Eighth Army now prepared for its Spring offensive Operation Grapeshot. Attacks by the Luftwaffe were now rare, and the AA guns were primarily used for ground firing, the Bofors proving useful in hitting pinpoint targets. This became so popular with the ground forces that at one time or another all of 52nd LAA guns were deployed in this way with the frontline divisions across V Corps' front. The targets given to them included enemy mortar and sniper positions, road junctions and buildings, or working parties. One troop supported 56th (London) Division in a preliminary attack across the River Reno on the night of 5/6 April, and then fired the starting signal for the whole offensive on 9 April. The guns were also used to mark the artillery barrages and their lifts with Tracer ammunition for the infantry following them. This meant that the Bofors guns had to be sited well forward on the river banks – and they remained in these positions when the rest of the troops with withdrawn for safety during the opening heavy bomber programme, meaning that they were the most advanced troops in the sector. (The HAA guns fired lines of bursts to guide the bombers onto the correct targets.) Once the breakthrough had been achieved and the fighting became fluid, the short range of the Bofors precluded its use for ground fire. However, they were still used for marking barrages and boundaries with tracer. The gun positions came under shell and mortar fire, but this was thought to be general rather than aimed at specific guns. The LAA units were left behind once V Corps was through the Argenta Gap (19 April).

On 22 April 12 AA Bde was given the responsibility for protecting the pontoon bridge built across the River Po. It then handed this over and advanced as far as Ferrara where it was ordered to stand down on 1 May; hostilities on the Italian front ended with the Surrender of Caserta the following day. Immediately, the brigade formed a transport column to bring up supplies for the army and to collect Prisoners of War (PoWs). From 11 May this was based at Padua. The AA units settled down to traffic control and guarding installations and PoWs while awaiting demobilisation.

52nd (East Lancashire) LAA Regiment with 100, 155 (East Lancs) and 195 LAA Btys entered suspended animation on 7 November 1945.

==Postwar==

AA Command formation sign.

The TA was reconstituted on 1 January 1947, and the regiment was reformed as 293 (East Lancashire) LAA Rgt at Burnley in 70 Anti-Aircraft Brigade of AA Command.

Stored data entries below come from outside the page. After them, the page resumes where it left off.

PR #1038, opened 2026-08-17
refactor(ios): remember plan and build models separately, seed plan mode from the box (BET-1025)

antoinedc:
Opened automatically for `multica/BET-1025-ios-plan-build-models`, which was pushed without a pull request.

Relates to BET-1025.

### DIFF
--- a/mobile/native/MantaUI/ChatModelStore.swift
+++ b/mobile/native/MantaUI/ChatModelStore.swift
@@ -54,9 +54,10 @@ final class ChatModelStore: ObservableObject {
         self.sessionId = sessionId
         self.catalog = catalog
         self.api = api
-        self.override = Self.loadOverride(for: sessionId)
+        let planOn = UserDefaults.standard.bool(forKey: Self.planKey(for: sessionId))
+        self.planOn = planOn
+        self.override = Self.loadOverride(for: sessionId, mode: planOn ? .plan : .build)
         self.variant = UserDefaults.standard.string(forKey: Self.variantKey(for: sessionId))
-        self.planOn = UserDefaults.standard.bool(forKey: Self.planKey(for: sessionId))
 
         // Seed + mirror the shared catalog so the box-wide list and default are
         // published here (keeps every existing caller reading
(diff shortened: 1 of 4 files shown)


antoinedc:
## Review — BET-1025: remember plan/build models separately + seed plan mode from the box

**Result: PASS** — 0 Blocks, 0 Questions. A few nits below.

Reviewed against the issue's acceptance criteria. Diff is merge-base-fresh against `origin/main` (5 commits behind, shows exactly the 4 in-scope files, no phantom deletions).

### Acceptance criteria — checked

1. **Two per-mode keys, desktop-exact names.** `storageKey(for:mode:)` returns `manta:chat:<sid>:model` (build) and `manta:chat:<sid>:model:plan` (plan) — byte-identical to desktop's `modelKey` in `chatShared.tsx`. ✔
2. **Plan→build fallback, build never falls back to plan.** `loadOverride(for:mode:)` reads the plan key, falls back to the build key, and build reads never consult plan. Mirrors desktop `readSavedModel`. ✔
3. **Box authoritative.** `MantaAPIClient.sessionAgent` → `opencode:session-agent`; `seedPlanModeFromBox()` sets `planOn = (agent == "plan")` on appear, non-fatal on failure/absence. Matches desktop's session.agent seeding. Server returns a bare `string|null` (`opencode.mjs:707 getSessionAgent`), so `as: String.self` is the correct decode. ✔
4. **No new UI affordance / no new file.** Only 4 existing files modified. ✔
5. **`rebind` copies BOTH keys** (raw values, leaving an absent plan key absent), mirroring desktop `copySavedModels`. ✔

### Tests
9 new `ChatModelStoreKeyTests` cases cover every requirement: literal key strings, plan-with-plan, plan-with-only-build, build-with-only-plan→nil, rebind copies both / leaves old / absent-plan-stays-absent, toggle-twice no cross-contamination, and no-write-on-unchanged-mode. The toggle test deterministically pins the exact `override` transitions (A→A→B→A→B) that the composer renders.

### Build / test (Mac-only — could not re-run here)
I'm on the Linux box, so I cannot re-run `xcodebuild`/`MantaUITests`. The `macos` agent reported quoted output: `** BUILD SUCCEEDED **`, full suite `442 tests, 0 failures`, and the new class `9 tests, 0 failures`. My static review is consistent with those claims (correct server decode shape confirmed against `src/server/opencode.mjs:707`; test code compiles-reasonable and exercises the real store). This is the sole gate I could not independently execute.

### Nits (non-blocking)
- **`git grep -n "manta:chat:"` shows 4 shapes**, not 2 — the two model keys plus the pre-existing `:variant` and `:plan` keys. The issue's "exactly the two key shapes" is satisfied for the *model* keys (no third model shape added); noting for completeness.
- **On-device simulator toggle was not eyeballed.** The implementer transparently noted the full "pick A / Plan on / pick B / Plan off" UI flow needs a live paired box, which isn't available here. The behavior is instead pinned deterministically by `testTogglePlanTwiceReturnsOriginalModel` at the store level — the exact state the composer reads. Acceptable substitute; residual risk is only cosmetic (visible pill rendering).

No duplication introduced (Swift-only PR; anti-spaghetti scanner had nothing to scan).

PR #1039, opened 2026-08-17
BET-1039: fix(renderer): a cold start near a quota reset fires a false limit-reached toast

antoinedc:
Fixes BET-1039 — a cold start near a quota-reset boundary fires a false "limit reached" toast.

## What changed

- `buildUsageLevels` no longer defaults a stale window's baseline to `"none"` (which armed the alert at zero while usage was really at 100% on a cold start). The stale branch and its `prev` parameter are gone — the sole stale guard is now `shouldFireUsageAlert`'s `if (win.stale) continue;`.
- Removed the duplicated colour ladder in `UsageDial` (`windowFillColor` deleted; `usageTone` now exported from `chatUtils` and is the single source used by both the ring and every popover row).
- Two `App.tsx` call sites updated to the new single-arg signature.
- Tests: removed the test that pinned the removed carry-forward behaviour; added a `reset boundary` describe block with four regression cases (app open across boundary silent, cold-start-during-stale silent, cold-start-truly-reset silent, still re-arms once on a genuine climb).

Per the issue's non-goals: no server changes, no new tone/colour/token/prop/field/UI state, no timers/polls/refetches, `shouldFireUsageAlert`, `usageDialState`'s body, and `formatWindowReset` all untouched.

**Files changed:** 5 files.
```
 src/renderer/App.tsx                 |  4 ++--
 src/renderer/UsageDial.tsx           | 21 ++++++----------
 src/renderer/chatUtils.ts            |  2 +-
 src/renderer/usageEscalation.test.ts | 46 +++++++++++++++++++++++++++---------
 src/renderer/usageEscalation.ts      | 23 ++++++++++--------
 5 files changed, 58 insertions(+), 38 deletions(-)
```
Non-test source is net negative (+23/−27 across the 4 source files); the +line count comes from the four new regression tests required by the issue.

**Verification results:**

AA Command was disbanded on 10 March 1955 and there were wholesale mergers amongst its units. Together with 556 (East Lancashire) Heavy AA Rgt (descended from its duplicate 56th (EL) LAA Rgt) 293 (EL) LAA Rgt was merged into 380 (King's Own) Light Regiment (a light field regiment rather than AA), forming P (Church) and Q (Burnley) Btys. When there were further reductions in the TA on 1 May 1961, the King's Own part of the regiment reverted to infantry in the King's Own Royal Regiment (Lancaster), while the two former East Lancs Artillery batteries, P and Q, amalgamated into 288 (2nd West Lancashire) LAA Rgt as Q (East Lancashire) Bty. However, when the TA was reduced into the Territorial and Army Volunteer Reserve (TAVR) in 1967, this regiment also became part of the King's Own, ending the artillery lineage.